**Task objective:**
Locate the string "code" in the records below. Copy every line where it occurs.
Data to use Block Start
PR #331, opened 2023-06-13
use legacy tpm2 at its new path

chrisfenner:
As part of releasing go-tpm 0.9.0, we need to update go-tpm-tools to use go-tpm/tpm2 at its new legacy path (go-tpm/legacy/tpm2). However, go-tpm-tools also depends on this package, which depends back on go-tpm-tools.

This change updates go-attestation to depend on go-tpm @ 511507721cb172faf1149ab9e38ff7881eb1b776 (which adds tpmdirect but doesn't yet delete the Startup adapter), and use legacy/tpm2 instead of tpm2. This will allow a future change to go-tpm-tools to do the same.

### DIFF
--- a/.github/workflows/test.yml
+++ b/.github/workflows/test.yml
@@ -13,7 +13,7 @@ jobs:
   test-linux:
     strategy:
       matrix:
-        go-version: [1.19.x, 1.20.x]
+        go-version: [1.20.x]
     runs-on: ubuntu-latest
     steps:
     - name: Install Go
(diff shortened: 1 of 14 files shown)


chrisfenner:
CI test is reporting:

```
"crypto/ecdsa" imported but not used (typecheck)
```

Not sure to which file this error refers. `ecdsa` seems to be used in all the files in this project that reference it...

brandonweeks (approved):

PR #338, opened 2023-06-23
attest: Add AK signing interface

smo4201:
Restricted TPM keys, such as AKs, are usually used to sign objects generated within the TPM, such as quotes. However, they can also be used for signing data that was not generated within the TPM, if the data does not start with TPM_GENERATED_VALUE. This requires hashing the data to-be-signed by the TPM and retrieving a validation ticket together with the digest from the TPM. 

It can be useful, e.g., to generate a self-signed Certificate Signing Request for the AK and then retrieve AK certificates from CAs (which are able to perform credential activation) via standard protocols such as Enrollment over Secure Transport (EST). EST mandates that the CSR is self-signed with the corresponding private key (RFC 7030, Section 4.2.1), so this is imho the only possibility to be EST compliant. 

This pull request therefore adds a sign() method to the AK interface for signing arbitrary objects. Furthermore, it adds a hash() method to the TPM interface, as the data to-be-signed by a restricted key must be hashed within the TPM to retrieve a TPM validation ticket. The existing internal sign() method of the wrappedKey20 implementation was extended with a validation ticket parameter to be able to prove that the data was hashed within the TPM. 

Note: currently, I only implemented this additional functionality for the Linux TPM2.0. The TPM1.2 and Windows TPM throw a "not implemented" error if the new methods are called.

### DIFF
--- a/attest/application_key.go
+++ b/attest/application_key.go
@@ -26,7 +26,7 @@ type key interface {
 	close(tpmBase) error
 	marshal() ([]byte, error)
 	certificationParameters() CertificationParameters
-	sign(tpmBase, []byte, crypto.PublicKey, crypto.SignerOpts) ([]byte, error)
+	sign(tpmBase, []byte, crypto.PublicKey, crypto.SignerOpts, any) ([]byte, error)
 	decrypt(tpmBase, []byte) ([]byte, error)
 	blobs() ([]byte, []byte, error)
 }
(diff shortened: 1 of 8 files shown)


JasonXJ:
Hi @smo4201, we just merged in some AK signing code (#434) that we have been using internally. Can you see if it satisfys your need? At the meantime, I am going to close this for now.

PR #343, opened 2023-07-17
Update Windows application key support

hslatman:
Catching up to the earlier work on https://github.com/google/go-attestation/pull/274 and https://github.com/google/go-attestation/pull/317. This is the first of several PRs to get back to the state of https://github.com/google/go-attestation/pull/317, but in more manageable chunks.

There's been a bit of activity in terms of (new) function signatures in this repository lately. This PR takes @mjg59's changes and additions for Windows application key support and I applied the required changes to make it compile with the new function signatures.

@ericchiang you asked about the tests on Windows: https://github.com/google/go-attestation/pull/317#issuecomment-1561423479. It's currently only a `go build`; nothing seems to be actually tested outside of the code compiling successfully. I might give that a stab in the upcoming PRs.

P.S.: I added the `-f` to the macOS CI to get around an issue with the linked library already existing: https://github.com/hslatman/go-attestation/actions/runs/5575815478/jobs/10186236329#step:5:8. I'm not sure why that resulted in an error in that run and did not before, outside of a slightly new image being used, but I think the override is OK.

cc @brandonweeks


hslatman:
If I (re)open the PR, is there some indication that it'll be reviewed within a reasonable time? 

As far as I know, the changes from @mjg59 weren't merged so far, and I don't think a functional equivalent PR was merged either, so Instill think they're useful additions.

PR #357, opened 2023-11-09
Don't drop leading zeroes when performing generic ecdsa signing

mwielgoszewski:
As @mjg59 pointed out in [#298](https://github.com/google/go-attestation/pull/298#issuecomment-1802877908), this implementation breaks signing when the digest leads with a zero byte. 

To fix this, call ret.FillBytes() instead of ret.Bytes() to preserve leading zeroes that may have been dropped when converting the digest to an integer.


mjg59:
Verified this fixes our issue

brandonweeks:
Thank you testing Matthew!

brandonweeks (approved):

Issue #366, opened 2024-03-25
 MarshalSubjectAltName should  support specificing if the extension is critical.


liamjm:
x509/x509ext.go MarshalSubjectAltName explicitly sets the extension to non-critical.

From the [specification of AK Certs (TPM 2.0 Keys for Device Identity and Attestation)](https://trustedcomputinggroup.org/wp-content/uploads/TPM-2p0-Keys-for-Device-Identity-and-Attestation_v1_r12_pub10082021.pdf), section 8, 

> The subjectAltName extension is a standard X.509v3 extension. The X.509 certificate profile presented in RFC5280 specifies the subjectAltName extension for allowing the binding of additional identities to the subject of the
> certificate. In an IDevID/IAK certificate, the subjectAltName SHOULD NOT be critical, as this could introduce
> interoperability concerns.
> 

and 

> Note: If the LDevID/LAK creator decides to leave the subject name field empty, the subjectAltName extension
> MUST be critical in accordance with RFC 5280 [4].
> 

From the [EK Spec (TCG EK Credential Profile)](https://trustedcomputinggroup.org/wp-content/uploads/TCG-EK-Credential-Profile-V-2.5-R2_published.pdf), section 3.2.9 Subject Alternative Name

> In accordance with RFC 5280 [12], this extension MUST be critical if subject is empty and
> SHOULD be non-critical if subject is non-empty
> 

So MarshalSubjectAltName() should allow the caller to specify if extension is critical.

PR #367, opened 2024-03-25
Adjust MarshalSubjectAltName to allow SANs to be critical

liamjm:
For both AKs and EKs the Subject Alt Name extension may be critical, or non-critical, based on the presence of the subject field.

So we need to expose control over this criticality to the caller, as detailed more in #366 .

This PR adds a new method MarshalSubjectAltNameWithCriticality that accepts a bool to control the criticality. The existing method (MarshalSubjectAltName) that specifies the extension non-critical is left untouched to maintain compatibility.

### DIFF
--- a/x509/x509ext.go
+++ b/x509/x509ext.go
@@ -149,8 +149,9 @@ func forEachSAN(extension []byte, callback func(ext asn1.RawValue) error) error 
 	return nil
 }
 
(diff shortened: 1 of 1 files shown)


brandonweeks (changes requested):
looks good, can you please squash the commits?

liamjm:
Squashing done, and update from master branch.

brandonweeks (approved):

PR #421, opened 2025-05-05
Make ActivationParameters.CheckAKParameters() public

JasonXJ:
This allows the user to check the AK parameter even if it does not need to generate the encrypted credential.


brandonweeks:
LGTM but needs rebase + lint fix.

JasonXJ:
Thanks, Brandon. It should be fixed now.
Data to use Block End
**Expected output:**
Hi @smo4201, we just merged in some AK signing code (#434) that we have been using internally. Can you see if it satisfys your need? At the meantime, I am going to close this for now.
@ericchiang you asked about the tests on Windows: https://github.com/google/go-attestation/pull/317#issuecomment-1561423479. It's currently only a `go build`; nothing seems to be actually tested outside of the code compiling successfully. I might give that a stab in the upcoming PRs.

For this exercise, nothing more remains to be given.